With the p/s you can expect several models in various colors to be announced each year, but as you move up the spectrum the updates get less and less frequent. Once you get into DSLR's, the vast bulk of Canon Sales are rebels and as you move upwards in price the numbers sold drop off. Let's say it takes 100,000 rebels sold to make a camera profitable.... they might hit that in a month. They make more profit per body on a 7D, let's say it only takes 50,000 sold to make a profit..... it could take half a year.. It probably takes a couple years on a 1Dx...
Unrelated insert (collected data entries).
PR #1604, opened 2026-09-08
Tolerate brownfield:4's tracked FAIL and search clip witnesses (FIR-2464)

troyjr4103:
Main's `Product Acceptance` has been red since `9e45cc6c8` on one finding, `brownfield:4 FAIL`,
and a red main run stops every release cut. This makes it green without hiding anything, and
fixes a real logical gap in the witness machinery that put it there.

Tracked as FIR-2464. Alarm issue #1603.

## The measurement, before any change

Run 34225725954 on `9e45cc6c8` (kin #1596) concluded FAILURE. The run before it, 34224296350
on `72414aa80`, was green with `ALLOWED brownfield:4 is UNREADABLE (FIR-2593 ...)`. Both read
out of each run's own `acceptance-reports` artifact, not off a rollup.

| | green 34224296350 | red 34225725954 |
|---|---|---|
| sha | `72414aa80` | `9e45cc6c8` |
| brownfield tally | `12 PASS, 1 UNREADABLE` | `1 FAIL, 12 PASS` |
| check 4 | `UNREADABLE` | `FAIL` |

The green run's check 4, verbatim:

```
CHECK 4 FIR-2464 UNREADABLE the walk came back truncated (truncated=True, clipped_steps=[{
'continued_below': True, 'dropped_callees': 2, 'dropped_callers': 0, 'dropped_crossing_file': 2,
'entity_id': 'a6ba009a-0005-4f1c-8592-d84fef2b5f77', 'entity_name': 'application',
'limit_per_step': 25, 'step': 7}]), so an absent edge cannot be told from a dropped one
```

The red run's, with the witness receipt #1596 added as its first assertion:

```
PASS  5e6f2471-e27e-47bc-9947-2d67a5d844b3: complete depth=1/out/limit=50/max_chars=60000
      witness, 33 entities, 45 relations, 32 trace-eligible destinations
PASS  no fabricated callee is counted (34 of 39 steps counted)
PASS  both real callees app.enabled, finalhandler are present
FAIL  the hand-off this.router.handle at lib/application.js:177, the last line of app.handle
      and the edge the question is about, is absent from the walk; steps are [...]
```

## What actually changed, and what did not

The walk was still clipped on the red run. `complete_trace_clips` returns early and emits no
receipt unless the payload is truncated or carries `clipped_steps`, and the red run carries a
receipt. Both runs clipped. The only change is that #1596 replaced the truncation
short-circuit with a witness, so the assertion is now reached.

The `or basename_of(n) == "handle"` disjunct #1596 also removed is a red herring. Nothing in
the 39-step walk has basename `handle`, so the old matcher matched nothing either.

## The absence is real, and no truncation causes it

Measured by dumping the raw payloads check 4 grades, from a local parity build at `9e45cc6c8`
that reproduces the ubuntu failure byte for byte, same message and same witness numbers.

`app.handle`'s own fanout is eight steps, all `parent=0`, against a per-step cap of 25, so the
focal was never clipped. The one clip is on `application`, a depth-1 node, and its witness comes
back complete: 33 entities against `entity_count` 33, 45 relations against `relation_count` 45,
`truncated=False`. Over all 39 walk steps and all 45 witness destinations, nothing matches
`router.handle`.

The reason is not Kin failing to walk. express is pinned at 5.2.1, where the router is a
dependency rather than `lib/router/index.js`, so this hand-off targets
`Router.prototype.handle` at `node_modules/router/index.js:149` while the fixture admits the
repository only: `sweep concluded clean: enriched=140 of files=140`, against 141 tracked `.js`
paths. The graph has an entity for `Router`, which is step 38 of the walk, and none for its
`handle` member. The only `handle` definition in the whole pinned tree is `app.handle` itself
at `lib/application.js:152`.

Surfacing that hand-off is FIR-2464 itself, and it is unfixed. So `brownfield:4 FAIL` is
honest. #1596 removed a blindfold rather than misclassifying anything, and turning it back to
UNREADABLE would hide a provable gap behind a truncation that provably does not cause it.

## Change 1: a FAIL allowance the gate can hold honestly

`bin/kin-parity` has tolerated this exact FAIL under this exact ticket since it was written
(`ALLOWED brownfield check 4 FAIL, tracked as FIR-2464`), and its own allowance comment says it
names both tickets "rather than letting the two gates diverge quietly". The gate of record had
no way to agree, because its docstring said a FAIL "is never tolerated and has no allowance".

`--allow-fail SUITE:CHECK=TICKET|SUBSTRING|WHY` closes that, and every field is required:

- **The ticket**, because a tolerated FAIL nobody is tracking is a defect nobody is fixing.
- **The substring**, because an allowance keyed on the check id alone is a check that cannot
  fail. `brownfield:4` can go red on a fabricated callee, on an unwitnessable clip, or on the
  absent hand-off FIR-2464 tracks, and only the last is tolerated here.
- **The reason**, printed on every run.

The substring is matched against **every failing assertion in the row**, not against the row's
`detail`. `detail` is only the first failing assertion, so a check that grew a second, unrelated
failure would otherwise still present the tolerated sentence and be waved through. A failure
that does not carry it is reported normally and gets a warning saying the allowance was
considered and did not match, so a refused allowance is never quiet. A tolerated FAIL reaches
the run summary as a `::notice::` annotation.

The FIR-2593 UNREADABLE line beside it is corrected too. It claimed "Any FAIL or other
UNREADABLE still fails the gate", which is no longer true of the FAIL this new line names.

## Change 2: search a clip's witness before calling a required edge absent

Separate from the red, and worth landing on its own. `complete_trace_clips` enumerates the
clipped node's outgoing destinations, tests those names against the fabricated-callee list, and
throws them away. Check 4 then spends that same `complete` flag on two ABSENCE assertions
searched over the clipped walk alone.

The rows the cap dropped are inside the neighborhood the witness enumerates, so a required edge
among them reads as absent from the walk while the graph carries it. That is exactly the
distinction FIR-2593's allowance says this check cannot make. #1596 built the machine that can
tell them apart and did not wire it to the question.

So the witnessed names come back and the positive assertions search the walk plus the witness.
Names are recorded before the `name_only` skip, because the walk's own name list carries
name_only steps too: surfacing an edge and counting it are different questions, and only the
first is asked here. On express this changes no verdict.

## The gate, graded against the red run's own artifacts

Replayed through acceptance.yml's OWN gate command rather than a hand-typed copy, so the YAML
quoting is part of what is under test.

```
$ replay-workflow-gate.py <run 34225725954's uploaded acceptance-reports>
ALLOWED FAIL brownfield:4, tracked as FIR-2464 (Measured on the red main run 34225725954 ...);
  every failing assertion carries 'the hand-off this.router.handle at lib/application.js:177'
::notice::ALLOWED FAIL brownfield:4, tracked as FIR-2464 ...
acceptance gate passed
=== gate rc=0 ===
```

And the control, the same artifacts with one extra fabricated-callee assertion added to check 4:

```
$ replay-workflow-gate.py <same artifacts, one second failing assertion>
UNMATCHED ALLOWANCE brownfield:4 carries a FIR-2464 FAIL allowance, but this failure does not
  carry 'the hand-off this.router.handle at lib/application.js:177' in every failing
  assertion, so it stands
::warning::UNMATCHED ALLOWANCE brownfield:4 ...
acceptance gate FAILED on 1 finding(s)
=== gate rc=1 ===
```

Without the allowance at all, the same real artifacts stay red:

```
::error::brownfield:4 FAIL the hand-off this.router.handle at lib/application.js:177, ...
acceptance gate FAILED on 1 finding(s)
=== gate rc=1 ===
```

Both allowances also coexist. With check 4 UNREADABLE the FIR-2593 line covers it and the gate
passes; with check 4 PASS both lines announce themselves stale and the gate passes.

## Falsification

Every arm ran on a copy, never on the tracked file, and each is red on the rows it exists for.

gate.py:

```
ARM 1  failure_matches returns True unconditionally     6 rows red
ARM 2  the TICKET_ID check removed                      4 rows red
ARM 3  the notice annotation dropped                    1 row  red
ARM 4  the FAIL allowance never applies                 6 rows red
control unmutated                                       acceptance gate: self-test passed
```

brownfield_repro.py:

```
ARM A  surfaced_by ignores the witness                  3 rows red
ARM B  witnessed.append moved after the name_only skip  1 row  red
control unmutated                                       Ran 22 tests in 0.004s  OK
```

## Where these rules are graded

`acceptance.yml`'s only job carries `if: ${{ github.event_name != 'pull_request' }}`, so
`gate.py --self-test` never runs on the pull request that could break it. So this PR drives it
from `scripts/acceptance/test_brownfield_trace_witness.py`, which `ci.yml`'s `fast-gate-lint`
job already runs on every PR. With gate.py's ticket rule removed, that file goes red on 2 rows.
That is the AGENTS.md rule applied: a class answered only by an acceptance case can be
reintroduced by a green PR and caught a release later.

## Verification

```
$ python3 scripts/acceptance/test_brownfield_trace_witness.py
Ran 24 tests in 0.012s
OK

$ python3 scripts/acceptance/gate.py --self-test
acceptance gate: self-test passed

$ python3 scripts/acceptance/brownfield_repro.py --self-test
kin-brownfield-repro: self-test passed
```

Local gate run, through `.kin-coord/bin/heavy-slot.sh acceptfix kin`, against this exact
pushed head:

```
$ bin/kin-precheck kin --repo-dir kin=<lane worktree>
kin-precheck: repo=kin tree=.../worktrees/acceptfix-kin
  sha=6dbf9706472ebacb8c5f2c42029d37782ce5c17a branch=chore/lane-acceptfix-kin
...
kin-precheck: 21 gates ran, 21 passed, 0 failed, on kin 6dbf9706472ebacb8c5f2c42029d37782ce5c17a
=== precheck exit rc=0 at 2026-09-08T15:39:45Z ===
```

Still 21 enumerated rather than 22, which confirms the new gate rows ride in the existing
`Test bounded brownfield trace witnesses` step in `fast-gate-lint` rather than adding a `check`
gate precheck would have to classify by name.

PARITY_PLACEHOLDER

The base is one commit behind `origin/main` (`e9ebaa118`), which touches only Rust and
`init_memory_repro.py`, none of the four files here. Hosted CI grades the merge ref, and
`merge land`'s BEHIND refusal covers `AGENTS.md` and `docs/traps.md`, neither of which this
touches.

Kin-Release-Intent: patch

### DIFF
--- a/.github/workflows/acceptance.yml
+++ b/.github/workflows/acceptance.yml
@@ -1295,10 +1295,15 @@ jobs:
       # than the exit codes.
       # A suite's exit status is one lever with two settings, demand a clean
       # sweep or demand nothing, and neither is right while one check is blocked
-      # on something outside the change under review. gate.py fails on any FAIL
-      # with no allowance possible, fails on any UNREADABLE that is not named
-      # here with a reason, and refuses an allowance that points at a check the
-      # report does not carry.
+      # on something outside the change under review. gate.py fails on any
+      # UNREADABLE that is not named here with a reason, fails on any FAIL that
+      # is not named here with a ticket AND the words that failure carries, and
+      # refuses an allowance that points at a check the report does not carry.
+      # The FAIL allowance is the narrower of the two on purpose: a check has
+      # more than one way to go red, so one keyed on the check id alone would
+      # tolerate the next regression too. Every failing assertion in the row has
+      # to carry the substring, and a failure that does not is reported with a
+      # warning saying the allowance was considered and did not match.
       - name: Acceptance verdict, gated on the suite reports
         if: always()
         run: |
@@ -1330,4 +1335,5 @@ jobs:
             --report prose_parity=acceptance/prose_parity.json \
             --report merge_precedence=acceptance/merge_precedence.json \
             --report detached_head=acceptance/detached_head.json \
-            --allow-unreadable 'brownfield:4=FIR-2593: the express app.handle walk is truncated on ubuntu-latest, and its clipped_steps metadata confirms dropped callee and cross-file rows. This check therefore cannot distinguish an absent required edge from one the walk dropped. Any FAIL or other UNREADABLE still fails the gate, and the moment this check passes the allowance announces itself stale and can go.'
+            --allow-unreadable 'brownfield:4=FIR-2593: the express app.handle walk comes back truncated, and a clip nothing can witness leaves the check unable to tell an absent required edge from a dropped one. A clip whose complete neighborhood witness re-supplies the dropped rows is readable and is graded on its merits, so this line now covers only the unwitnessable case and the FAIL allowance beside it covers the graded one. Any other UNREADABLE still fails the gate, and the moment this check passes both allowances announce themselves stale and can go.' \
+            --allow-fail 'brownfield:4=FIR-2464|the hand-off this.router.handle at lib/application.js:177|Measured on the red main run 34225725954 and reproduced locally on 2026-09-08. The absence is real and no truncation causes it: app.handle offers eight callees against a per-step cap of 25 and was never clipped, and the one clip in the walk is on application, whose complete witness carries 45 relations and no matching name either. express is pinned at 5.2.1, where the router is a dependency rather than lib/router/index.js, so this hand-off targets Router.prototype.handle in node_modules/router/index.js while the fixture admits the repository only, 140 of 140 files. The graph has an entity for Router and none for its handle member. Surfacing that hand-off is FIR-2464 itself and is unfixed, and bin/kin-parity has tolerated this same FAIL under this same ticket since it was written, so this line stops the two graders of one report disagreeing.'
--- a/scripts/acceptance/brownfield_repro.py
+++ b/scripts/acceptance/brownfield_repro.py
@@ -1223,6 +1223,15 @@ def complete_trace_clips(suite, repo, payload, steps):
     The original trace remains the assertion surface. A neighborhood can prove
     its omitted candidates harmless, but a forbidden raw edge needs a focused
     trace before it can establish a counted-flow failure.
+
+    Returns (confirmations, receipts, witnessed). `witnessed` is every
+    destination name the witnesses enumerated, and the caller must search it
+    beside the walk. A witness that answers only the forbidden-callee question
+    cannot license a verdict on an absent required one: the rows the cap dropped
+    are inside that same neighborhood, so a required edge among them reads as
+    absent from the walk while the graph carries it. That is the exact
+    distinction FIR-2593's allowance says this check cannot make, and returning
+    the names is what lets it.
     """
     if (budget_cut(payload) or (payload.get("_kin") or {}).get("response", {}).get("bounded")
             or payload.get("steps_omitted")
@@ -1230,10 +1239,10 @@ def complete_trace_clips(suite, repo, payload, steps):
         raise ProbeError("trace output or total-step budget lost rows")
     clips = payload.get("clipped_steps") or []
     if not payload.get("truncated") and not clips:
-        return [], []
+        return [], [], []
     if not clips:
         raise ProbeError("truncated trace has no bounded fanout disclosure")
-    confirmations, receipts = [], []
+    confirmations, receipts, witnessed = [], [], []
     for clip in clips:
         index = clip.get("step")
         if (not isinstance(index, int) or index <= 0 or index > len(steps)
@@ -1277,9 +1286,14 @@ def complete_trace_clips(suite, repo, payload, steps):
             if relation.get("kind") not in ("Calls", "Imports", "References", "UsesType"):
                 continue
             eligible.add(dst)
+            name = by_id[dst]["name"]
+            # Recorded before the name_only skip below, because the walk's own
+            # all_names carries name_only steps too. The positive assertions ask
+            # whether Kin surfaced an edge at all, not whether it counted it, so
+            # the witness has to answer on the same terms the walk does.
+            witnessed.append(name)
             if relation["resolution"] == "name_only":
                 continue
-            name = by_id[dst]["name"]
             if not any(name_matches(name, bad) for bad in APP_HANDLE_FABRICATED):
                 continue
             focused = suite.cached(repo, "trace_data_flow",
@@ -1304,7 +1318,7 @@ def complete_trace_clips(suite, repo, payload, steps):
         receipts.append("%s: complete depth=1/out/limit=50/max_chars=60000 witness, %d entities, "
                         "%d relations, %d trace-eligible destinations"
                         % (focal, len(entities), len(relations), len(eligible)))
-    return confirmations, receipts
+    return confirmations, receipts, witnessed
 
 
 def check_4(suite):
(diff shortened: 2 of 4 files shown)


troyjr4103:
Landed and confirmed on main. Posting the two things the body promised, plus one finding this run turned up.

## Main is green

`c67efaa2c` is main's HEAD and its `Product Acceptance` run 34247007461 concluded **success** at 16:33Z (job 102131457566). The alarm issue #1603 closed itself at 16:33:50Z. Read out of the job's own log:

```
acceptance gate: self-test passed
ALLOWED FAIL brownfield:4, tracked as FIR-2464 (Measured on the red main run 34225725954 ...)
##[notice]ALLOWED FAIL brownfield:4, tracked as FIR-2464 (...)
brownfield: 1 FAIL, 12 PASS
acceptance gate passed
```

Both halves are there on the real runner: the gate's own self-test passed with the new rules, and the tolerated FAIL reached the run summary as a notice rather than sitting quietly in a log.

## Parity

`bin/kin-parity --checkout <lane worktree> --bin <release kin> --daemon <release kin-daemon>`, run 20260908T154440Z, through `.kin-coord/bin/heavy-slot.sh acceptfix kin`. Binaries are the release build from `9e45cc6c8`, this branch's base; the two commits on top change four files and every one is Python or a workflow (`git diff --name-only 9e45cc6c8..HEAD`), so those are the bytes under test, and parity prints that a passed-in binary's stamp is not compared against the checkout.

```
kin-parity: === magic ===
    | kin-magic-repro: 27 pass, 0 fail, 0 unreadable
kin-parity: === brownfield ===
    | CHECK 4 FIR-2464 FAIL the hand-off this.router.handle at lib/application.js:177, the last
      line of app.handle and the edge the question is about, is absent from the walk and from the
      45 witnessed destination(s) the clips dropped; steps are [...]
    | kin-brownfield-repro: 11 pass, 2 fail, 0 unreadable
kin-parity: ALLOWED   firstrun check 9 FAIL, tracked as FIR-2580
kin-parity: ALLOWED   brownfield check 4 FAIL, tracked as FIR-2464
kin-parity: FINAL FAIL in 1733.5s  (NON-CITABLE)
```

Check 4 now names the witness in its failure, which is the change working: the absence is stated over the walk AND the 45 destinations the clip dropped, rather than over the walk alone.

## The second failure is not this change, and it is not on the runner

Parity read `11 pass, 2 fail` rather than the baseline's `12 pass, 1 fail`. The extra one is brownfield check 2 on the `requests` fixture, and it flipped between two local runs of the **same binaries**:

```
baseline 13:11Z, kin built at 9e45cc6c8   check 2 PASS
  PASS  Session.send counted as a reference with reference_lines [784]

fix run 15:44Z, the same binaries passed in   check 2 FAIL
  FAIL  Session.send appears in neither references nor candidates;
        total_upstream=2, counted=1, withheld=0
```

It is not reachable from this diff. `complete_trace_clips`, `witnessed` and `surfaced_by` appear only inside `complete_trace_clips` and `check_4`; `check_2` is a separate function that shares none of them. And it passed on the runner for this exact landing: the acceptance log above reads `brownfield: 1 FAIL, 12 PASS`, so check 2 was green there.

So it is a local run-to-run condition on this box, on the same bytes, and I am not claiming a cause I did not measure. Flagged to the captain for a ticket rather than diagnosed here.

The point is, it takes a lot more time to show a profit on higher end bodies, and without significant improvements over the previous model, sales will be slow. Canon is in business to make money and without a significant improvement there is no sense in them releasing newer versions. High end releases show a lot more improvement over the previous model than a mode dial that goes all the way around....


----------



## dgatwood (May 18, 2013)

*Re: EOS 70D & EOS 7D Mark II*



Bob Howland said:


> I like your fifth idea! How about both the 7D and 70D both being mirrorless cameras with shortened flange distances and Canon introducing a 1-1/3 stop Speed Booster-like adapter? The FF cameras could keep the standard flange distance and mirrors for photographic Neanderthals. The M-mount might have been introduced, half-heartedly, solely to allow a reduction in camera size.



Please, no. With my "Neanderthal" EF-S camera, I can shoot pictures in a theater and not annoy everyone with my bright screen. I can look away from my optical viewfinder and enjoy the show without a burned-in square where the screen killed my dark adaptation.

I mean, I could maybe see it as a second body (sharing EF and EF-S lenses with my main camera), just for size reasons, but then I'd have to carry around two cameras just in case I wanted something lighter around my neck, which sort of defeats the purpose of buying something lighter to begin with.

Besides, if I cared about camera size, I'd be shooting with a point-and-shoot (or, for that matter, my iPhone). Whether you go EF-S or EF-M, the vast majority of the weight is the glass, and comparable lenses require very nearly the same amount of glass whether they're designed for EF-S or EF-M—the EF-M 18-55 lens is actually slightly *heavier* than the equivalent EF-S lens—so I just don't see any real benefit of EF-M, much less a benefit so significant that it would make up for the loss of an OVF.

Just MHO.


----------



## c.d.embrey (May 18, 2013)

*Re: EOS 70D & EOS 7D Mark II*



Don Haines said:


> c.d.embrey said:
> 
> 
> > Both Canon and Nikon seem to be in *No Hurry* to introduce Pro Level APS-C/DX cameras. There are *rumors* that the 7D2 will be available in *2014*, but the are no rumors about the Nikon D400 ever being announced, zilch, nada, nothing. Until Canon pre-announces the 7D2 it's just vaporware.
> ...



The *Canon 7D, launched in 2009*, is the first of the line so there is no historical data available.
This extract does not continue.